Exhibit 5.1

 

Osler, Hoskin & Harcourt llp

Box 50, 1 First Canadian Place
Toronto, Ontario, Canada  M5X 1B8
416.362.2111  main

416.862.6666  facsimile

 

 

Toronto May 26, 2026
     
Montréal Xanadu Quantum Technologies Limited
  777 Bay Street, Suite 2400
Calgary Toronto, Ontario
  M5G 2C8
Ottawa    
  Dear Sirs/Mesdames:
Vancouver    
  Re: Xanadu Quantum Technologies Limited – Registration Statement on Form S-8
New York

 

We have acted as Canadian counsel to Xanadu Quantum Technologies Limited (the “Corporation”), a corporation governed by the Business Corporations Act (Ontario), in respect of certain matters related to (i) the Xanadu Quantum Technologies Inc. 2017 Equity Incentive Plan dated as of October 30, 2017, as amended (the “2017 EIP”), (ii) the Xanadu Quantum Technologies Limited Amended and Restated 2018 Equity Incentive Plan dated as of March 20, 2026 (the “2018 EIP”), and (iii) the Xanadu Quantum Technologies Limited Omnibus Long Term Incentive Plan dated as of March 20, 2026 (the “Omnibus Plan” and, together with the 2017 EIP and the 2018 EIP, the “Plans”).

 

We understand that the Corporation intends to file a Registration Statement on Form S-8 with exhibits thereto (the “Registration Statement”) under the U.S. Securities Act of 1933, as amended (the “Act”), and the rules and regulations thereunder, relating to the registration of (a) 88,868,296 subordinate voting shares, without par value (“Class B Subordinate Voting Shares”) consisting of (i) 44,791,700 Class B Subordinate Voting Shares issuable under the Omnibus Plan and (ii) 44,076,596 Class B Subordinate Voting Shares issuable upon the exercise of outstanding options granted under the 2018 EIP and (b) 3,261,109 multiple voting shares, without par value (“Class A Multiple Voting Shares”) consisting of (i) 2,231,213 Class A Multiple Voting Shares issuable upon the exercise of outstanding options granted under the 2017 EIP and (ii) 1,029,896 Class A Multiple Voting Shares issuable upon the exercise of outstanding options granted under the 2018 EIP. The 88,868,296 Class B Subordinate Voting Shares and 3,261,109 Class A Multiple Voting Shares in the capital of the Corporation are referred to herein as the “Shares.”

 

We have examined the Registration Statement, the Plans and all such corporate and public records, statutes and regulations and have made such investigations and have reviewed such other documents as we have deemed relevant and necessary and have considered such questions of law as we have considered relevant and necessary in order to give the opinion hereinafter set forth.

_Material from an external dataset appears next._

PR #3, opened 2016-09-28
SecretDictionary and CachedSecretReader (job secret rotation)

scottbommarito:
Added `SecretDictionary` for secret rotation of jobs (and anything else that's not MVC).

As to various questions of fact material to such opinion which were not independently established, we have relied upon certified copies of the resolutions of the then sole shareholder of the Corporation and the board of directors of the Corporation.

 

 

 

 

In reviewing the foregoing documents and in giving this opinion, we have assumed the legal capacity of all individuals, the genuineness of all signatures, the veracity of the information contained therein, the authenticity of all documents submitted to us as originals and the conformity to authentic or original documents of all documents submitted to us as certified, conformed, electronic, photostatic or facsimile copies.

 

We are qualified to practice law in the Province of Ontario and this opinion is rendered solely with respect to the Province of Ontario and the federal laws of Canada applicable in the Province of Ontario.

 

On the basis of the foregoing, we are of the opinion that, when the Shares shall have been issued, and in respect of options granted under the Plans, sold, pursuant to the terms of the Plans and the Registration Statement, the Shares will be validly issued, fully paid and non-assessable.

 

We hereby consent to the filing of this opinion as an exhibit to the Registration Statement.